Post-Pretraining in Vision, and Language Foundation Models

Yuki M. Asano, University of Technology Nuremberg

upcoming: May 13th 2025 @ 5pm
Foundation Models are reshaping the landscape of artificial intelligence, offering unprecedented capabilities across vision, language, and multi-modal tasks. From understanding spatial structure in images to aligning language models with the visual world, these innovations are opening up new frontiers in AI research.

We are excited to welcome Yuki Asano, full Professor at the University of Technology Nuremberg and head of the Fundamental AI (FunAI) Lab, to our joint heidelberg.ai / NCT Data Science Seminar series. In this in-person event, Yuki Asano will present recent advances in building on top of pretrained Foundation Models to boost performance in dense prediction, efficient fine-tuning, and cross-modal understanding. The talk will cover novel methods such as NeCo for improving spatial perception in vision models, self-supervised time-tuning for video, and ultra-lightweight CLIP training. He will also explore surprising links between large language models and their visual grounding.

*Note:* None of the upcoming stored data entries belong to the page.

PR #1854, opened 2021-04-19
[RDY] Service Quality affects treatment

### LINKED ISSUE #1829: Nurse can kill too readily
In the original the rate of killing a patient in Pharmacy was lower than that in CorsixTH -- such that it is even easier to kill your first patient at the hospital. It may be better to try and match the failure rate of drugs of the original to patient death.

I haven't looked into how treatment success is calculated yet but I'm thinking the calculation is just raw % effectiveness * diagnosis confidence.

lewri:
*Closes #1829*

- Service Quality now considered in treatment. As realistically the fatigue/skill etc or the doctor/nurse can affect effectiveness of a cure.
- Service Quality will only have a small impact cure_chance to not become unbalanced. Though now has a higher impact where cure_chance is lower, and less when higher.

Just a side note, inside staff_profile we actually set the midpoint as skill 0.55; should we copy that here too with service quality's midpoint?

### DIFF
--- a/CorsixTH/Lua/entities/humanoids/patient.lua
+++ b/CorsixTH/Lua/entities/humanoids/patient.lua
@@ -301,8 +301,13 @@ function Patient:isTreatmentEffective()
   local cure_chance = self.hospital.disease_casebook[self.disease.id].cure_effectiveness
   cure_chance = cure_chance * self.diagnosis_progress
 
-  local die = self.die_anims and math.random(1, 100) > cure_chance
-  return not die
+  -- Service quality has a factor on cure chance +/- 10%
+  local room = self:getRoom()
+  local base, divisor = 0.9, 5
+  local service_factor = base + (room:getStaffServiceQuality() / divisor)
+  cure_chance = cure_chance * service_factor
+
+  return (cure_chance >= math.random(1,100))
 end
 
 --! Change patient internal state to "cured".
--- a/CorsixTH/Lua/entities/humanoids/patient.lua
+++ b/CorsixTH/Lua/entities/humanoids/patient.lua
@@ -303,9 +303,11 @@ function Patient:isTreatmentEffective()
 
   -- Service quality has a factor on cure chance
   local room = self:getRoom()
-  local min, base, divisor = 20, -0.1, 5
-  local service_base = math.max(100 - cure_chance, min)
-  local service_factor = base + (room:getStaffServiceQuality() / divisor)
+  local min_impact = 20
+  local service_base = math.max(100 - cure_chance, min_impact)
+
+  local scale = 0.2 -- Quality scaled to +-10%
+  local service_factor = (room:getStaffServiceQuality() - 0.5) * scale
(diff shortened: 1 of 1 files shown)


CorsixTH/Lua/entities/humanoids/patient.lua
```diff
@@ -301,8 +301,13 @@ function Patient:isTreatmentEffective()
   local cure_chance = self.hospital.disease_casebook[self.disease.id].cure_effectiveness
   cure_chance = cure_chance * self.diagnosis_progress
 
-  local die = self.die_anims and math.random(1, 100) > cure_chance
-  return not die
+  -- Service quality has a factor on cure chance +/- 10%
+  local room = self:getRoom()
+  local base, divisor = 0.9, 5
+  local service_factor = base + (room:getStaffServiceQuality() / divisor)
+  cure_chance = cure_chance * service_factor
```
Alberth289346, line 308: So when I have a bad treatment the service quality has little impact, while if I have a good treatment the service quality has a lot of impact.
So effectively it's shortening the last part of the trajectory to reach an ultimate treatment with no deaths occurring.

Have you considered affecting the chance  by adding some of the remaining chance instead? That is, use `1 - cure_chance` as multiplication factor for the service_factor (and adding that to the chance)?
Then service quality has a larger effect to a bad treatment, and not much impact on a good treatment.

lewri: You'd need 100 - cure_chance. But also cure chance can be >100

Alberth289346: `math.max(100 - cure_chance, 0)` thus

CorsixTH/Lua/entities/humanoids/patient.lua
```diff
@@ -301,11 +301,12 @@ function Patient:isTreatmentEffective()
...
 
-  -- Service quality has a factor on cure chance +/- 10%
+  -- Service quality has a factor on cure chance
   local room = self:getRoom()
-  local base, divisor = 0.9, 5
+  local min, base, divisor = 20, -0.1, 5
+  local service_base = math.max(100 - cure_chance, min)
   local service_factor = base + (room:getStaffServiceQuality() / divisor)
-  cure_chance = cure_chance * service_factor
+  cure_chance = cure_chance + (service_base * service_factor)
```
Alberth289346:
``` lua
  -- Amount of cure chance where service quality makes a difference.
  local min_impact = 20
  local service_base = math.max(100 - cure_chance, min_impact)

  local scale = 0.2 -- Quality scaled to [-scale / 2, +scale / 2]
  local service_factor = (room:getStaffServiceQuality() - 0.5) * scale
  cure_chance = cure_chance + (service_base * service_factor)
```

Alberth289346:
Looks fine to me

lewri:
Ready for cyco :)
When #1849 is merged this one will also balance correctly for service quality.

We look forward to your participation in this exciting seminar, where you will valuable insights into how cutting-edge methods are pushing the boundaries of what Foundation Models can achieve.

Abstract

This talk explores how pretrained Foundation Models can be further enhanced for vision, language, and multi-modal tasks. It begins by addressing a key limitation in models like DINOv2: their lack of spatial understanding in images. To address this, the NeCo method [1] is introduced—a lightweight post-pretraining technique based on patch-nearest neighbors that significantly improves dense prediction performance while requiring only 16 GPU hours. The talk then highlights how video data can be utilized to further enhance dense understanding in pretrained image models such as DINO [2]. In the domain of language models, recent work on parameter-efficient finetuning (PEFT) [3] and instruction tuning [4] is presented, offering practical strategies for adapting large models effectively. The final part of the talk introduces a novel approach to training CLIP models using only 10 GPU hours by leveraging pretrained unimodal encoders. Intriguingly, the results reveal a strong correlation between the performance of language models and their visual alignment capabilities [5].

Biography

Yuki Asano is the head of the Fundamental AI (FunAI) Lab and a full Professor at the University of Technology Nuremberg. Prior to this, he led the QUVA Lab at the University of Amsterdam, where he worked in close collaboration with Qualcomm AI Research. He completed his PhD at the Visual Geometry Group (VGG) at the University of Oxford, under the supervision of Andrea Vedaldi and Christian Rupprecht.




Yuki M. Asano

Event Info

Please help us plan ahead by registrating for the event at our meetup event-site .

What? Post-Pretraining in Vision, and Language Foundation Models
Who? Yuki M. Asano, University of Technology Nuremberg
When? May 13th 2025 @ 5pm
Where? DKFZ Communication Center (seminar rooms K1+K2), Im Neuenheimer Feld 280
Registration meetup event-site

References

[1] Pariza, V., Salehi, M., Burghouts, G., Locatello, F., & Asano, Y. M. (2024). Near, far: Patch-ordering enhances vision foundation models’ scene understanding. In ICLR 2024.

[2] Salehi, M., Gavves, E., Snoek, C. G. M., & Asano, Y. M. (2023). Time Does Tell: Self-Supervised Time-Tuning of Dense Image Representations. In ICCV 2023. (+Ongoing work)

[3] Kopiczko, D., Blankevoort, T., & Asano, Y. M. (2024). VeRA: Vector-based Random Matrix Adaptation. In ICLR 2024.

[4] Kopiczko, D. J., Blankevoort, T., & Asano, Y. M. (2024). Bitune: Leveraging Bidirectional Attention to Improve Decoder-Only LLMs. arXiv preprint.

[5] Ruthardt, J., Burghouts, G. J., Belongie, S., & Asano, Y. M. (2024). Better Language Models Exhibit Higher Visual Alignment. arXiv preprint.